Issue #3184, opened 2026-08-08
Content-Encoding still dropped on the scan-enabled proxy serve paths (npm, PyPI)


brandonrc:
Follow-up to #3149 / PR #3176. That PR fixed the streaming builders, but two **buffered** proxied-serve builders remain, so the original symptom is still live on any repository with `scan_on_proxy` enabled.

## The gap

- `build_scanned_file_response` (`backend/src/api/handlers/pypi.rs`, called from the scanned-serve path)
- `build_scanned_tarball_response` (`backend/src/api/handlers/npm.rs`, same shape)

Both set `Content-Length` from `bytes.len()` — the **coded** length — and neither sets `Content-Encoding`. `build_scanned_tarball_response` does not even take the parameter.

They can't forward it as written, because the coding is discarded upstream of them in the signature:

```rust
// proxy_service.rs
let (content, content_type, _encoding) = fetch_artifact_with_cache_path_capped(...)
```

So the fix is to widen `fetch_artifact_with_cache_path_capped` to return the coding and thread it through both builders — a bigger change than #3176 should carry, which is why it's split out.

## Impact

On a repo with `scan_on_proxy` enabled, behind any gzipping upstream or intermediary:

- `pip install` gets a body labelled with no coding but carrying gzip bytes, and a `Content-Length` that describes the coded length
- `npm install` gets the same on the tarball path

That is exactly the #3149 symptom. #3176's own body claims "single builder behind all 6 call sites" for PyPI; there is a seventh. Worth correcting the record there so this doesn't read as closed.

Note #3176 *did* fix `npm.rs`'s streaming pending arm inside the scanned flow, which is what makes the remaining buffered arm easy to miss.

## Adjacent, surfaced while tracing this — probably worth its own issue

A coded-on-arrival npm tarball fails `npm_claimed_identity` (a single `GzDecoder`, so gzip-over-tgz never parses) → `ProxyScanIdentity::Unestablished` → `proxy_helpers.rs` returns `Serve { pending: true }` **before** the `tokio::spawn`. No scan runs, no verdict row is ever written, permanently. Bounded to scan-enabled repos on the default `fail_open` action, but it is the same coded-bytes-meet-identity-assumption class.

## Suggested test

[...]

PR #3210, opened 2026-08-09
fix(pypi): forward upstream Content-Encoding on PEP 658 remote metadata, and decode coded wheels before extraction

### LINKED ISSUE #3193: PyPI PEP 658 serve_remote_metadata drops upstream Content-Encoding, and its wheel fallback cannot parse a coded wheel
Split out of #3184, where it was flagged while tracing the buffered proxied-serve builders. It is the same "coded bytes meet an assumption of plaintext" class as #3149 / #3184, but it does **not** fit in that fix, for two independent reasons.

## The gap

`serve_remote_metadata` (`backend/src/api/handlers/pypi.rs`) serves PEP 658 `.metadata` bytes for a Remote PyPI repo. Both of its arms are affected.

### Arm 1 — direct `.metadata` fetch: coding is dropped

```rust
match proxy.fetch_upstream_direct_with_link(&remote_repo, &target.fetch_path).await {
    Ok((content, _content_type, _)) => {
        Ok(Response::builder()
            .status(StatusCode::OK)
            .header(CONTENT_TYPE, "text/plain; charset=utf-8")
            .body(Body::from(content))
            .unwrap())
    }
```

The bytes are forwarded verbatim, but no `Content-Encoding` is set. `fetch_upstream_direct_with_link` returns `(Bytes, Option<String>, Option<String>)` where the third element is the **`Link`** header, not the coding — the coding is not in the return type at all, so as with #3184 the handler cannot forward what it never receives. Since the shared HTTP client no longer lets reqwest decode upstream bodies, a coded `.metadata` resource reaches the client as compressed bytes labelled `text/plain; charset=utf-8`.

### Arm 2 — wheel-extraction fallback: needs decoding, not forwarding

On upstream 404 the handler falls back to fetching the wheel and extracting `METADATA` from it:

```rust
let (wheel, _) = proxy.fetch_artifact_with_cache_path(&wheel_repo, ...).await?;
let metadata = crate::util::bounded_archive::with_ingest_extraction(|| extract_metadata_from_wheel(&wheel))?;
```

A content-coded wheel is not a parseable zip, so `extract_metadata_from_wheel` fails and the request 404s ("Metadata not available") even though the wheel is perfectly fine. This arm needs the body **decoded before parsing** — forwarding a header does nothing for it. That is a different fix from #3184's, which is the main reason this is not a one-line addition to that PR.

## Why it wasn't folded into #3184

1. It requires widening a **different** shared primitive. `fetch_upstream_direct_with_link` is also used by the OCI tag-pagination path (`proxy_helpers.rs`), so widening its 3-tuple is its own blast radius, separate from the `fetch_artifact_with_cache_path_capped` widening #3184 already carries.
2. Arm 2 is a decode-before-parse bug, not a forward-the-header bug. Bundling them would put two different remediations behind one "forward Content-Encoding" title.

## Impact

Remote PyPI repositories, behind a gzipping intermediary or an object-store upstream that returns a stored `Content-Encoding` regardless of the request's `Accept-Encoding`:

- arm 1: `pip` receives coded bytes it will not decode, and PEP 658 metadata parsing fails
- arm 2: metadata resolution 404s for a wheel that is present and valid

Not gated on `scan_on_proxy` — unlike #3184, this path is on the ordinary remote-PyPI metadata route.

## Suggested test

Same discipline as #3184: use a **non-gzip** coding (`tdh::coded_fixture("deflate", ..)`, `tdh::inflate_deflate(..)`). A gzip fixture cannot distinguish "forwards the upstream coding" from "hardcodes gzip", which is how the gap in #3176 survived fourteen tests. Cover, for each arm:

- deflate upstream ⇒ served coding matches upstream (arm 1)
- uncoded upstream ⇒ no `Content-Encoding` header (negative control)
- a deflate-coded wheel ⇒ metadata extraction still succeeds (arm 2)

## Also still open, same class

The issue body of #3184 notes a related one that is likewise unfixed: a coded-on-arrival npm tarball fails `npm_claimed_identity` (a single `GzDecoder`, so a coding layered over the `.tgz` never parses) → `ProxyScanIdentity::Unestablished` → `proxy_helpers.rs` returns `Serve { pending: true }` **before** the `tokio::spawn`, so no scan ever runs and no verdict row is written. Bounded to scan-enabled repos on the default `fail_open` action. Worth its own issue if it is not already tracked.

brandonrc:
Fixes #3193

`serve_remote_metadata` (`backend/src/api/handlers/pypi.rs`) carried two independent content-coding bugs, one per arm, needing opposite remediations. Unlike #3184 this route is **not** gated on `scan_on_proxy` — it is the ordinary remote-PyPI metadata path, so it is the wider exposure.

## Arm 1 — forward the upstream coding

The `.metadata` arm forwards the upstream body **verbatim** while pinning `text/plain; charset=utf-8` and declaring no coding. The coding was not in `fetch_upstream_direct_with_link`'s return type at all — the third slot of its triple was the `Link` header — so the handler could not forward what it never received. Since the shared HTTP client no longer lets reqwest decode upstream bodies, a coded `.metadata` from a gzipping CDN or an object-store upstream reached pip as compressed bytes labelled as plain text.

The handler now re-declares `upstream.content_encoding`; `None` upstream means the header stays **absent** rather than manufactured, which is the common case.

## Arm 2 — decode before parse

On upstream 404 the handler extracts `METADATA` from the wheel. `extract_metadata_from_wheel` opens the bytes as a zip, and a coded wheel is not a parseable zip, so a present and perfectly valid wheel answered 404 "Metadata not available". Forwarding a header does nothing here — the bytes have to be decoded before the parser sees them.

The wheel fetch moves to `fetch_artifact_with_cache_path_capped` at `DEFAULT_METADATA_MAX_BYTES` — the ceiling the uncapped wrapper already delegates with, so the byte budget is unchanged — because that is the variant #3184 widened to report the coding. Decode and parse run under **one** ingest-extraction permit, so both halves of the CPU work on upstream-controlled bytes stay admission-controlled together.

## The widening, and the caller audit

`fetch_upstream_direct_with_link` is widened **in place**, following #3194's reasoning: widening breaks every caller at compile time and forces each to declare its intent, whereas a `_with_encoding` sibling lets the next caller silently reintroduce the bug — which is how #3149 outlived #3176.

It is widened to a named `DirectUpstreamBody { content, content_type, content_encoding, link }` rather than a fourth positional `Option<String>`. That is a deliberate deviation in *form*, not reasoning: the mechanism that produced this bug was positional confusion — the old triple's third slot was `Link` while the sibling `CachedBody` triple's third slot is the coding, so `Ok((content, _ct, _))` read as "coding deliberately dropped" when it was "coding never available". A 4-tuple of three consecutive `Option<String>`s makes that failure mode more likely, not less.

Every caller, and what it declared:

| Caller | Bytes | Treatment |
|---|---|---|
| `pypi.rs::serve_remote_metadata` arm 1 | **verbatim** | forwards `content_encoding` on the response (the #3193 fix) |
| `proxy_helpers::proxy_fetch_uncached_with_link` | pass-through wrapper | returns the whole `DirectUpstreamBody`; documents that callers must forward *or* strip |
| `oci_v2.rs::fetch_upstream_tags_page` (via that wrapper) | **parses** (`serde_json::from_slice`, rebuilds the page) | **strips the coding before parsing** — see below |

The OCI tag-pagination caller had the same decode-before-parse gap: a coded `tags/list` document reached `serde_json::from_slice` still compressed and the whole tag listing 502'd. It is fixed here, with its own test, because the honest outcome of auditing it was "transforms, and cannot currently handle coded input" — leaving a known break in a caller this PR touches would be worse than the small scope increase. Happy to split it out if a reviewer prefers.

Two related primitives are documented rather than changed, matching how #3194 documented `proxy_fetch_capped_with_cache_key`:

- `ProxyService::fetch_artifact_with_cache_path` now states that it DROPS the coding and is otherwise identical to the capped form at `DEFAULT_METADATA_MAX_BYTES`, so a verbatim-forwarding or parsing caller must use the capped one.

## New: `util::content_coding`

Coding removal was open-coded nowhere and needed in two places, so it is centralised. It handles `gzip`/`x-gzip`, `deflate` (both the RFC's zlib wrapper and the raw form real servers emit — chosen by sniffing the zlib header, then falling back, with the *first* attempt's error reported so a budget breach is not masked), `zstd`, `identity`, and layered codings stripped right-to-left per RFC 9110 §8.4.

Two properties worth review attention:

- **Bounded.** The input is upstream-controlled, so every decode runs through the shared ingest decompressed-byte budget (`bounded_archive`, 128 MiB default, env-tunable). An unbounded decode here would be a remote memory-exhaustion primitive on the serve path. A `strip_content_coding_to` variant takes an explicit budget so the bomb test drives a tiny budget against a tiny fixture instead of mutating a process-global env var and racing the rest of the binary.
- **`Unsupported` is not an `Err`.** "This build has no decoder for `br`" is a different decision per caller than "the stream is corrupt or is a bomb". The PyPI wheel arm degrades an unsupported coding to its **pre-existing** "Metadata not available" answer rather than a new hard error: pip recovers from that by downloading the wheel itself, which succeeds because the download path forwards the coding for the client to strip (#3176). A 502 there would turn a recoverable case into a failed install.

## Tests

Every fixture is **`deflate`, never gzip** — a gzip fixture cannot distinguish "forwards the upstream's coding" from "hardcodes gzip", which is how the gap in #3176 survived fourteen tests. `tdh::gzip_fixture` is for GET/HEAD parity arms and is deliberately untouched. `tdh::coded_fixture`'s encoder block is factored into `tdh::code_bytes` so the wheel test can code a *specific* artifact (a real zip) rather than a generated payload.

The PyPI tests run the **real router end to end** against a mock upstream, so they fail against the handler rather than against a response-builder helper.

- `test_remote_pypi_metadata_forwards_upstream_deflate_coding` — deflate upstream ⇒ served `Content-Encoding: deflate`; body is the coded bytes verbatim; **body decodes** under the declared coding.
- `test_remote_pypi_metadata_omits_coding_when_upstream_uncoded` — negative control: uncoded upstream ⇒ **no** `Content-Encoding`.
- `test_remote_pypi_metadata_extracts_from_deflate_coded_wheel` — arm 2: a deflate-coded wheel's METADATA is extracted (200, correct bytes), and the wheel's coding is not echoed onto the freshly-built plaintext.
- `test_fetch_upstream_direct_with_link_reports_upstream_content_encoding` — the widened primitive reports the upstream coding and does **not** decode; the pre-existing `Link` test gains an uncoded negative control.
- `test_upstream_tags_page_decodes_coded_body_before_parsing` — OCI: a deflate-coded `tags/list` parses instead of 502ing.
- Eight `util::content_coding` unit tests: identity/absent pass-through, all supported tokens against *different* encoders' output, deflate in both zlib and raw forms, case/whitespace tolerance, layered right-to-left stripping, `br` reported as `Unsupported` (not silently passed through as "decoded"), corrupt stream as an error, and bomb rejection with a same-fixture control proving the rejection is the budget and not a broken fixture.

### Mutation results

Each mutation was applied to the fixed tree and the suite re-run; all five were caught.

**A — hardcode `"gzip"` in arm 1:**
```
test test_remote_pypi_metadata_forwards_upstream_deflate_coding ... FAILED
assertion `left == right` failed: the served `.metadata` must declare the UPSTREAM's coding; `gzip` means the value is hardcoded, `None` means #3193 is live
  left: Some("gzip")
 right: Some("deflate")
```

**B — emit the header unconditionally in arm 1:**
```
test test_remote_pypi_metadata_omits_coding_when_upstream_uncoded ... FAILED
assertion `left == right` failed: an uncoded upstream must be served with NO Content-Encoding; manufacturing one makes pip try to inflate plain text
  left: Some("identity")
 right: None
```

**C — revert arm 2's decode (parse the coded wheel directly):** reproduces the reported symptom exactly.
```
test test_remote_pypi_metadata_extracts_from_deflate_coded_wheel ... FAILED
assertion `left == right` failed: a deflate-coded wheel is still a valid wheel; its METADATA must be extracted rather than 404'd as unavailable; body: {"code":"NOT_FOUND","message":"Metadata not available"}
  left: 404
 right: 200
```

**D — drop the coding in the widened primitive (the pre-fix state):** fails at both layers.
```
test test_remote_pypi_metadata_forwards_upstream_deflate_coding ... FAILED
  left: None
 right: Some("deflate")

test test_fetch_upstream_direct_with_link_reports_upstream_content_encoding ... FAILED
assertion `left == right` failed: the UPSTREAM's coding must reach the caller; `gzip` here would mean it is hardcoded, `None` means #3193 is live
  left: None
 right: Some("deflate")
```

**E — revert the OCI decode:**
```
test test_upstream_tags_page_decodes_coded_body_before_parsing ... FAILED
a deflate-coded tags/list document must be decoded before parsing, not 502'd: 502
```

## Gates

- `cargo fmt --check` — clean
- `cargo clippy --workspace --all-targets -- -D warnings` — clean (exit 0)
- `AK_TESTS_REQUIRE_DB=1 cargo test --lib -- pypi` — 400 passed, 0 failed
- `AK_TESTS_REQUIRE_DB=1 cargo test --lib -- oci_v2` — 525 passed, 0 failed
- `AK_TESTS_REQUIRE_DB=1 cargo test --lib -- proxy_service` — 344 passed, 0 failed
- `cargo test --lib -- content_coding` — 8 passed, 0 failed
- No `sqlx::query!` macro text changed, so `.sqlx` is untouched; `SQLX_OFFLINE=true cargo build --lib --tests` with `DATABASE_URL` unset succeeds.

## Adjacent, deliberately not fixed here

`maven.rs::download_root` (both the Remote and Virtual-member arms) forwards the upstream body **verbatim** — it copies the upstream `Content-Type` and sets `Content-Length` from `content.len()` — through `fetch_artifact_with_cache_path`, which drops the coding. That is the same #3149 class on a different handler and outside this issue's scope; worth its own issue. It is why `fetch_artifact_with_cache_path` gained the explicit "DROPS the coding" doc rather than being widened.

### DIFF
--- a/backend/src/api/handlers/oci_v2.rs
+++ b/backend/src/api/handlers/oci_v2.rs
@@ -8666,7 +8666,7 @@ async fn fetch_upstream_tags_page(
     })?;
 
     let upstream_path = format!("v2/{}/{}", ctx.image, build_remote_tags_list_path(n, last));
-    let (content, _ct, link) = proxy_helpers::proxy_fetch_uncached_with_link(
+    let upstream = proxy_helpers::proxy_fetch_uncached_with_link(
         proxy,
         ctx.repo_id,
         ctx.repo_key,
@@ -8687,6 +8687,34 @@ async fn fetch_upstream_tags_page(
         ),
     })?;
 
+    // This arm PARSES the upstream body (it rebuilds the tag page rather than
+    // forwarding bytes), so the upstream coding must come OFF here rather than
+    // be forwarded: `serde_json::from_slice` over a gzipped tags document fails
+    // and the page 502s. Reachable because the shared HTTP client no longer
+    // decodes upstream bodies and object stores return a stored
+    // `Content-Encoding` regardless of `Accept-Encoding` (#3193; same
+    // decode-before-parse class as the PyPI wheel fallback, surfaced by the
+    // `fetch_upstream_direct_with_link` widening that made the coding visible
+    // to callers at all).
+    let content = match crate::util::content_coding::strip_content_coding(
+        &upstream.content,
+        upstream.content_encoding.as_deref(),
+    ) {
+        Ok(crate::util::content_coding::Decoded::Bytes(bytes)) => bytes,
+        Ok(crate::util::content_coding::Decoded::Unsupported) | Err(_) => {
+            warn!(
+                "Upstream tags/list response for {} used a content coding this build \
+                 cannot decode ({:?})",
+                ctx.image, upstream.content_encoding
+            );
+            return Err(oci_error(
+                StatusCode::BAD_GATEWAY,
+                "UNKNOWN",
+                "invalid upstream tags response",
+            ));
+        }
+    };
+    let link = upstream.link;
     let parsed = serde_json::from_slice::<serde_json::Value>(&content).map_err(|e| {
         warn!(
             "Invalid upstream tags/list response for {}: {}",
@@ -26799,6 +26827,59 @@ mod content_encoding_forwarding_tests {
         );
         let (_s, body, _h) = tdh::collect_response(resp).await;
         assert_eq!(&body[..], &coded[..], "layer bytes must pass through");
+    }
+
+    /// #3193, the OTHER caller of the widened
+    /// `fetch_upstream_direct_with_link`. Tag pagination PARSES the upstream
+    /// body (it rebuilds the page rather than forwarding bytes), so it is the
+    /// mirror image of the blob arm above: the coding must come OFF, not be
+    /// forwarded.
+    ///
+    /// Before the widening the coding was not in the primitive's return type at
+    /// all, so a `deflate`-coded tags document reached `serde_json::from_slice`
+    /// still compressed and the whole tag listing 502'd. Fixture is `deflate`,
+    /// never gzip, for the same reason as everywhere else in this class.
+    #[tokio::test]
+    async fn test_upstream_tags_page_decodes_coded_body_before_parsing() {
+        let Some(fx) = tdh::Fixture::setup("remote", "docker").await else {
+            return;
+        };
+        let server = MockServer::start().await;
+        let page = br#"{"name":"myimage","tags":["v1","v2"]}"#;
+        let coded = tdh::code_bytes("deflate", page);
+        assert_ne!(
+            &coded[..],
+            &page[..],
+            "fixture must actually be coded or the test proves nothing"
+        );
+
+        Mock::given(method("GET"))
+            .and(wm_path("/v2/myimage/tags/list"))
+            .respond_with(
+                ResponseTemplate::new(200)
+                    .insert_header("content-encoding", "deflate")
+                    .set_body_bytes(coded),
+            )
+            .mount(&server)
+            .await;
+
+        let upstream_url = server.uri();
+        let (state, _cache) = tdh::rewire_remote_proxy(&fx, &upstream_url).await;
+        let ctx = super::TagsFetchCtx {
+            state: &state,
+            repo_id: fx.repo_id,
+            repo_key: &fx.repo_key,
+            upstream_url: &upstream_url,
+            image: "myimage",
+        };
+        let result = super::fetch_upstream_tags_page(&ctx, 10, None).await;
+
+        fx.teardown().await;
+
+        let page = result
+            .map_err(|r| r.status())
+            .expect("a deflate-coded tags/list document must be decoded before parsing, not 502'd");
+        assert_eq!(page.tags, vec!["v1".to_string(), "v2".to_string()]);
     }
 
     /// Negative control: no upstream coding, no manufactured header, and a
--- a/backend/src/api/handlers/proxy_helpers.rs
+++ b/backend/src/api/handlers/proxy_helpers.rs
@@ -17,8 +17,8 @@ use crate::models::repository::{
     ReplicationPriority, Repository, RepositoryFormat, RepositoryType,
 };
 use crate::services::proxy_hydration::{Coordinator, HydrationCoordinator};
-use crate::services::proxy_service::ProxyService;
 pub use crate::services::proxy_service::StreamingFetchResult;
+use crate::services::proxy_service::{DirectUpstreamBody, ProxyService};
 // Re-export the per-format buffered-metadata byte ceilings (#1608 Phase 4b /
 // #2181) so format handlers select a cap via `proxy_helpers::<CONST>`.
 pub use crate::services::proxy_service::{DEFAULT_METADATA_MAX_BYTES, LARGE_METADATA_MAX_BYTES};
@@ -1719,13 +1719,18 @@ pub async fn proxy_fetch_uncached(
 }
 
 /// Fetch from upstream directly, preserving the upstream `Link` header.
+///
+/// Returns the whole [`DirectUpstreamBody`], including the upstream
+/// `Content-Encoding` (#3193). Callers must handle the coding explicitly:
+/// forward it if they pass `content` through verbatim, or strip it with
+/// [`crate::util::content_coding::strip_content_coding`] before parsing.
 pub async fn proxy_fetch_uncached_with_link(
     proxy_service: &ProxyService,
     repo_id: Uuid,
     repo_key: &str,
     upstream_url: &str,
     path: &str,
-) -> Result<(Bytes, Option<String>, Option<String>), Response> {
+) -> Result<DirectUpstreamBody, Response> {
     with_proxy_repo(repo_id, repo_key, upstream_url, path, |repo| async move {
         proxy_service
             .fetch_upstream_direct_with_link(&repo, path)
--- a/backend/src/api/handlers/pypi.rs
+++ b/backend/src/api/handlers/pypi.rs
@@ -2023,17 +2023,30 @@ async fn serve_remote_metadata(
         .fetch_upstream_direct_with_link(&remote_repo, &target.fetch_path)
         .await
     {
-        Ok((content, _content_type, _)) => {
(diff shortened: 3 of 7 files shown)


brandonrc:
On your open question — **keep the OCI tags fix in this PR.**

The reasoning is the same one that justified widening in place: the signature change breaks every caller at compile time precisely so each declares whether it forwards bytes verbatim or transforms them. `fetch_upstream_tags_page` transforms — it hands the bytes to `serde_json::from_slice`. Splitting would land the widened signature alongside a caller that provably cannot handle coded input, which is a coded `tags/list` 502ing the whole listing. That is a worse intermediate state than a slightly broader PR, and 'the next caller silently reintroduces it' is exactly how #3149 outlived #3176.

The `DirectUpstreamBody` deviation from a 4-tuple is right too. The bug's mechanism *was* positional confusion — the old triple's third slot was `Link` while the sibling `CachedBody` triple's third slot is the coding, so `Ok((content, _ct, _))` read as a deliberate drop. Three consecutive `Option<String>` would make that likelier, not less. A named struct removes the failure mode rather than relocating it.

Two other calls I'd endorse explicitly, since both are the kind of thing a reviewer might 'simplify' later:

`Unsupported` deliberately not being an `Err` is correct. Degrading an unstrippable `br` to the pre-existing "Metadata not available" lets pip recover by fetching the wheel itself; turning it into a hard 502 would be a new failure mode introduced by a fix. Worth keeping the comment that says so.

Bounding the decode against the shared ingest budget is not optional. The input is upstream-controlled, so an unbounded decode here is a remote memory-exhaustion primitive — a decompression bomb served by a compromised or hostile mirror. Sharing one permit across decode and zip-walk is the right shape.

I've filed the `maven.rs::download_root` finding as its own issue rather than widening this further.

★ ★ ★ ★ ★ ★ ★

▸ **TASK OBJECTIVE**
This task needs one value: the number of lines in the material above that contain the word "clean".

▸ **RESPONSE BOX**
2